To bear witness is a questionable honor. To witness can be an unbearable weight, a haunting, a psychic implosion, an excruciating movie played over and over until the remembered event becomes the now, the only reality alive in the head and body. So where does honor come in, the strange fruit of memory that can only be released to another form by an equally excruciating effort? In his stunningly kickass debut poetry collection, Single Lens Reflex, Brian Griffin does just that-and more. Since witnessing a horrific shooting one summer day amid preparation for a children's play at the Tennessee Valley Unitarian Universalist church in Knoxville, 2008, Griffin has grappled emotionally, creatively, every which way. This book is one result of his struggles, which despite the violence on every page, is a marvel of craft and voice and music, verses as shattered as that day, with Civil War/Lost Cause ironies abounding. "Oh help us in the aftermath," Griffin pleads, but the only help lies in his own jagged song, line after shining line. We may question God, faith, innocence, loss, sacrifice, meaning and goodness where none seem to exist, sanctuary itself-but we must not kill the messenger who holds the broken mirror, forcing us to see deeply and not turn away, for he has already died a thousand deaths. But above these questions is the essential work of the poet to stop time, to strap on our collective grief, to walk among us in bloodstained shoes into that Valley of the Shadow, to say the unsayable, to live the unlivable and reflect it back in ways that, somehow, allow us to piece ourselves back together again, to imagine what healing might look like.

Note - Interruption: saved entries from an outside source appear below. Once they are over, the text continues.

PR #291, opened 2026-09-01
fix(core): reject slot commits that do not extend the stored ledger (issue-134)

Huzaifa696:
## PR description

`write_batch_postgres` committed a slot with unconditional upserts and carried no
writer identity, and the settler reads the tip once at startup then derives every
later slot in memory. Two write-capable nodes against one primary therefore both
build slot N+1 from the same parent: the later `blocks` upsert wins, while account
rows, transaction rows and the transaction count keep effects from both. A reader
could see one writer's block beside another writer's state, a ledger no serial
execution produced. Dedup is per-process, so both nodes also execute the same
signed transaction.

The block insert is now conditional on no block existing at or above its slot, and
`rows_affected() == 0` aborts the whole batch. The slot primary key covers the
simultaneous case: both writers clear the guard and one aborts on `23505`. Guarding
on the block's own slot rather than `parent_slot` was deliberate, since gaps are
unreachable from the settler and enforcing contiguity would have broken two
existing rpc fixtures. A writer lease, a session advisory lock on a dedicated
connection, refuses a second write or aio node at startup and re-proves ownership
every 5s, stopping the node when it cannot; without that the primary-key race picks
the survivor arbitrarily and can leave the live writer holding no lease.
`transaction_count` keeps its read-modify-write, now safe because only one writer
can commit a slot.
### Coverage Report

| Core | 21,224 | 23,058 | 92.0% | [rust-unit-coverage-reports](https://github.com/solana-foundation/solana-private-channels/actions/runs/34110655136) |
| Indexer | 39,077 | 42,803 | 91.3% | [rust-unit-coverage-reports](https://github.com/solana-foundation/solana-private-channels/actions/runs/34110655136) |
| Gateway | 1,648 | 1,907 | 86.4% | [rust-unit-coverage-reports](https://github.com/solana-foundation/solana-private-channels/actions/runs/34110655136) |
| Auth | 1,704 | 1,923 | 88.6% | [rust-unit-coverage-reports](https://github.com/solana-foundation/solana-private-channels/actions/runs/34110655136) |
| E2E Integration | 15,964 | 20,674 | 77.2% | [e2e-coverage-reports](https://github.com/solana-foundation/solana-private-channels/actions/runs/34110655136) |
| **Total** | **79,617** | **90,365** | **88.1%** | |

> Last updated: 2026-09-07 11:17:55 UTC by E2E Integration


core/src/nodes/node.rs
```diff
@@ -199,6 +202,16 @@ pub async fn run_node(config: NodeConfig) -> Result<NodeHandles, Box<dyn std::er
     // Create a single shutdown token for all services
     let shutdown_token = CancellationToken::new();
 
+    // Taken after config validation so a bad config still fails without touching
+    // Postgres, and before any write-path work so a duplicate node is refused
+    // before it repairs indexes or serves RPC. Losing the lease later cancels the
+    // same token, so the node stops rather than running on without it.
+    let writer_lease = if matches!(config.mode, NodeMode::Write | NodeMode::Aio) {
+        Some(WriterLease::acquire(&config.accountsdb_connection_url, shutdown_token.clone()).await?)
```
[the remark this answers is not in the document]
Huzaifa696: Good catch, fixed in 50db0bc. `WriterLease` now implements `Drop`, which cancels the stop token so the heartbeat unlocks and closes the session even when the lease is dropped on a failed startup path. Pinned by `writer_lease_dropped_without_release_still_frees_the_lock`.

core/src/nodes/node.rs
```diff
@@ -479,13 +493,26 @@ impl NodeHandles {
...
                 Ok(Err(e)) => error!("{} error: {:?}", worker.name, e),
                 Err(_) => warn!("{} shutdown timeout", worker.name),
             }
         }
 
+        // Released after the workers, so a settler still draining keeps the lease.
+        // A worker that outlives the join timeout is the gap: a replacement node
+        // could take the lease while that worker is still committing.
+        if let Some(lease) = self.writer_lease {
+            lease.release().await;
```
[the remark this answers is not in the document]
Huzaifa696: Agreed, fixed in 50db0bc. `shutdown` now tracks whether every worker joined in time and only releases the lease when they did; a timed-out worker is detached rather than stopped, so the lease is held until the process exits instead. Pinned by `shutdown_keeps_the_lease_when_a_worker_outlives_the_join_timeout` and its clean-path counterpart.

core/src/accounts/writer_lease.rs
```diff
@@ -0,0 +1,290 @@
...
+            .context("Failed to open the writer lease connection")?;
+
+        let acquired: bool = sqlx::query_scalar("SELECT pg_try_advisory_lock($1)")
+            .bind(WRITER_LEASE_LOCK_ID)
+            .fetch_one(&mut conn)
+            .await
+            .context("Failed to acquire the writer lease")?;
+
+        if !acquired {
+            return Err(anyhow!(
```
sebatustra, line 278: finding: A write node that dies ungracefully holds the lease for ~2 hours, and nothing can start in its place

A session advisory lock lives exactly as long as its Postgres backend. That backend lives as long as the TCP connection. When the write node exits, crashes, or is SIGKILLed, the kernel closes the socket, Postgres sees EOF, and the lock frees in milliseconds — that case is fine.

The case that is not fine is the host disappearing: a hypervisor kill, a kernel panic, a network partition, a k8s node going NotReady. No FIN is ever sent. The backend stays blocked in recv() holding the lock, and Postgres only notices when TCP keepalives expire. tcp_keepalives_idle defaults to 0 (use the OS default), which on Linux is net.ipv4.tcp_keepalive_time = 7200 plus 9 probes at 75s — about 2 hours 11 minutes.

For that whole window every replacement write node dies at run_node (core/src/nodes/node.rs:209-213) with "Another write-capable node already holds the writer lease". The gateway routes sendTransaction to a single write URL (docs/CONFIG.md:59), so the deployment is write-dead until an operator finds the zombie backend and kills it by hand — and there is nothing in docs/ telling them that, or that this is what happened.

core/src/accounts/writer_lease.rs
```diff
@@ -0,0 +1,290 @@
...
+        let reason = match verdict {
+            Ok(Ok(true)) => continue,
+            Ok(Ok(false)) => "pg_locks reports the lease is no longer held",
+            // A checked-out connection never heals, so an error means the session ended.
+            Ok(Err(_)) => "the probe query failed on the lease session",
+            Err(_) => "the probe did not answer within the timeout",
+        };
+        error!("Writer lease ownership could not be proven ({reason}); stopping the node");
+        node_shutdown.cancel();
+        return;
```
sebatustra, line 214: finding: A false-positive probe closes the lease session, freeing the lock while the node is still draining — and this is what makes hold() a no-op

```
  error!("Writer lease ownership could not be proven ({reason}); stopping the node");
  node_shutdown.cancel();
  return;                       // <-- `conn` is dropped here
```

That return drops the owned PgConnection. The socket closes, the backend exits, and the advisory lock is genuinely released — including in the probe_timeout case, where the lock was never actually lost.

Now trace what the node is doing at that moment. node_shutdown.cancel() starts a drain that keeps writing:

  - the settler breaks out of its loop and runs a final flush that commits another whole block (settle.rs:599-641);
  - the address_index_writer keeps flushing address_signatures rows;
  - NodeHandles::shutdown allows 5 seconds per worker, sequentially (node.rs:526).

So for several seconds the node commits slots with the lock already handed back. A replacement can acquire it, get_tip (settle.rs:343-349), and start producing from a tip the draining node is about to move. Both then target the same slot, theguard kills one — and if it kills the replacement, you get a crash loop against a node that is supposedly shutting down.

core/src/accounts/writer_lease.rs
```diff
@@ -0,0 +1,290 @@
...
+        let verdict =
+            tokio::time::timeout(LEASE_PROBE_TIMEOUT, lock_is_still_held(&mut conn)).await;
+        let reason = match verdict {
+            Ok(Ok(true)) => continue,
+            Ok(Ok(false)) => "pg_locks reports the lease is no longer held",
+            // A checked-out connection never heals, so an error means the session ended.
+            Ok(Err(_)) => "the probe query failed on the lease session",
+            Err(_) => "the probe did not answer within the timeout",
+        };
+        error!("Writer lease ownership could not be proven ({reason}); stopping the node");
```
sebatustra, line 207: finding: Lease loss and duplicate-writer rejection are log-only, in a repo that already has the metric, the alert and the runbook for the identical mechanism

where: core/src/accounts/writer_lease.rs:76-83, core/src/accounts/write_batch.rs:33-40

The heartbeat computes a perfectly good reason — "pg_locks reports the lease is no longer held", "the probe query failed on the lease session", "the probe did not answer within the timeout" — and throws it into a log line. Those are, almost word for word, the reason label values the indexer emits (docs/runbooks/sender_lock_lost_runbook.md:45-51: not_held / probe_error / probe_timeout).

The indexer's version of this mechanism has:

  - a counter, private_channel_operator_sender_lock_lost_total, labelled by reason (indexer/src/metrics.rs:225-244, incremented at lock_connection.rs:220-229);
  - a critical Grafana alert;
  - a 170-line runbook with the triage SQL, the pgbouncer caveat, and the escalation path.

core/src/accounts/write_batch.rs
```diff
@@ -216,8 +228,9 @@ async fn write_batch_postgres(
         .map_err(|e| format!("Failed to bulk upsert transactions: {}", e))?;
     }
 
-    // Read-modify-write inside BEGIN…COMMIT: safe because all writers serialize
-    // via this path and MVCC returns the caller's own last commit.
+    // Read-modify-write inside BEGIN…COMMIT: the settler always extends the tip by
```
sebatustra: finding: transaction_count is still a read-modify-write; its safety now rests on an invariant enforced 30 lines later and in  another module

The original finding recommended: "Make transaction-count updates atomic as well, for example with a locked row or SQL-side increment, instead of read-modify-write replacement." This PR kept the RMW and replaced the justification:

// Read-modify-write inside BEGIN…COMMIT: the settler always extends the tip by
// one slot, so the block insert below lets only one writer commit that slot and
// a rejected writer's increment rolls back with the rest of its batch.

The argument is correct today: next_slot = lb.slot + 1 unconditionally (settle.rs:717-720), settle.rs:834 is the only non-test caller of write_batch, and the loser's INSERT … ON CONFLICT DO UPDATE SET value = $1 — which does blindly overwrite the winner's newer count under READ COMMITTED — is rolled back with its transaction.

But look at what the safety of a counter now depends on:

  1. the block insert is reached at all — it is gated on if let (Some(block_info), Some(block_data) (write_batch.rs:259), and the counter's if tx_count > 0 block is not;
  2. the settler never skips a slot;
  3. settle.rs remains the sole production caller.

None of those is checked where the counter is written. Point 1 is the sharp one: write_batch(&settlements, txs, None) is a valid call on a pub API (core/src/accounts/traits.rs:149) that increments the durable counter and upserts accounts and transactions with no guard at all. It's test-only today; nothing marks it as unsafe tomorrow.

An SQL-side increment removes all three dependencies and is shorter than the code it replaces:

```
  INSERT INTO metadata (key, value) VALUES ('transaction_count', $1)
  ON CONFLICT (key) DO UPDATE
    SET value = <count(metadata.value) + $2 encoded>
```

If TransactionCount's encoding makes that awkward in SQL, SELECT … FOR UPDATE on the row costs one word and makes the RMW correct on its own terms rather than by appeal to a caller.

core/src/accounts/writer_lease.rs
Huzaifa696: Fixed: the lease session now sets its own TCP keepalives (60s idle, 3 probes 15s apart), so a vanished host is reaped in under two minutes instead of ~2h11m, and `docs/runbooks/writer_lease_unavailable.md` covers the zombie-backend triage and the pgbouncer caveat.

core/src/accounts/writer_lease.rs
Huzaifa696: Fixed: an unprovable verdict now parks the heartbeat instead of returning, so the session (and the lock) stays until shutdown reports its workers stopped, which is also what makes `hold()` real; pinned by `an_unprovable_probe_keeps_the_lease_session_until_it_is_stopped`.

core/src/accounts/writer_lease.rs
Huzaifa696: Agreed and deferred to a follow-up: the counter, Grafana alert and runbook are an additive observability layer over reason strings that already match the indexer labels, and I would rather not fold them into a branch whose subject is the lock itself.

core/src/accounts/write_batch.rs
Huzaifa696: Agreed, deferred: the counter is now skipped on a replayed slot and still rides on the block insert one statement above it, so an SQL-side increment is the right removal of that dependency but belongs with the surviving upsert rather than here.

core/src/accounts/writer_lease.rs
```diff
@@ -0,0 +1,451 @@
...
+    /// while a detached worker can still commit.
+    pub fn hold(self) {
+        std::mem::forget(self);
+    }
+}
+
+impl Drop for WriterLease {
+    /// A lease dropped on an error path still has to free the lock, so cancel and
+    /// let the heartbeat close the session on its way out.
+    fn drop(&mut self) {
```
sebatustra: Dropping NodeHandles without shutdown() releases the writer lease while every worker keeps running. 
The fix that matches the rest of the design: make the drop path as conservative as the still_running path. Either don't implement Drop on WriterLease at all (force release() / hold(), so a dropped lease keeps the lock until the process exits), or give NodeHandles a Drop that calls lease.hold() on the lease it still owns. The startup error path in run_node:246-254  already routes through shutdown(), so it no longer needs Drop to clean up for it.

core/src/accounts/writer_lease.rs
```diff
@@ -0,0 +1,451 @@
...
+        // leave the connection unusable.
+        tokio::select! {
+            biased;
+            _ = stop.cancelled() => break,
+            _ = tokio::time::sleep(interval) => {}
+        }
+
+        let verdict =
+            tokio::time::timeout(LEASE_PROBE_TIMEOUT, lock_is_still_held(&mut conn)).await;
+        let reason = match verdict {
```
sebatustra: One slow pg_locks probe takes the whole write side of the deployment down, with no retry and no metric. A single SELECT ... FROM pg_locks that takes more than 2 seconds stops the only write-capable node in the deployment. LEASE_PROBE_TIMEOUT is 2s and there is no tolerance — not "two consecutive failures", not one retry. pg_locks takes lightweight locks across every lock partition, and this query runs every 5 seconds forever against the primary that is simultaneously absorbing the settler's commits. A checkpoint storm, a lock-table scan behind a long-running VACUUM, or a  2-second network stall is enough.

core/src/accounts/writer_lease.rs
Huzaifa696: Fixed by removing `Drop` entirely rather than adding one to `NodeHandles`: only `release()` frees the lock now, so a dropped or leaked lease behaves like `hold()` and every owner is covered, pinned by `a_dropped_lease_keeps_the_lock` and `dropping_node_handles_without_shutdown_keeps_the_lease`.

core/src/accounts/writer_lease.rs
Huzaifa696: Fixed at the root: the probe now runs on its own short-lived connection keyed to the lease backend's `(pid, backend_start)`, so it can no longer poison the lease session, and only a definitive `not_held` stops the node while an unanswered probe is retried for a 30s budget before `probe_unavailable`, with `writer_lease_probe_total{outcome}` and `writer_lease_lost_total{reason}` for the retries you noted were invisible.

sebatustra (dismissed):

sebatustra (approved):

I feel as if I've been holding my breath as I read this collection by Brian Griffin. These poems offer an antidote to poetry which glibly rejects the true nature of human brutality. The opening words alert us that Single Lens Reflex "is a book not of healing, but of witness. Not of solace, but of pain." These poems are genius in their unflinching focus into the face of violence, "a glimpse into raw, hard horror." The earnest reader will find these poems brutally visceral, the imagery gory but necessary in its excruciating clarity. Any hope here is a bit "meta," if readers consider the difficult emotional work Griffin has done for years to write these honest, incredibly well-crafted and even beautiful poems. We witness the repeated, awful nanoseconds of terror, as through a camera's shutter. But these violent snapshots feel eternal, like all powerful art. These are important American poems, and we should be grateful to Brian Griffin for never looking away. These poems are miracles of survival.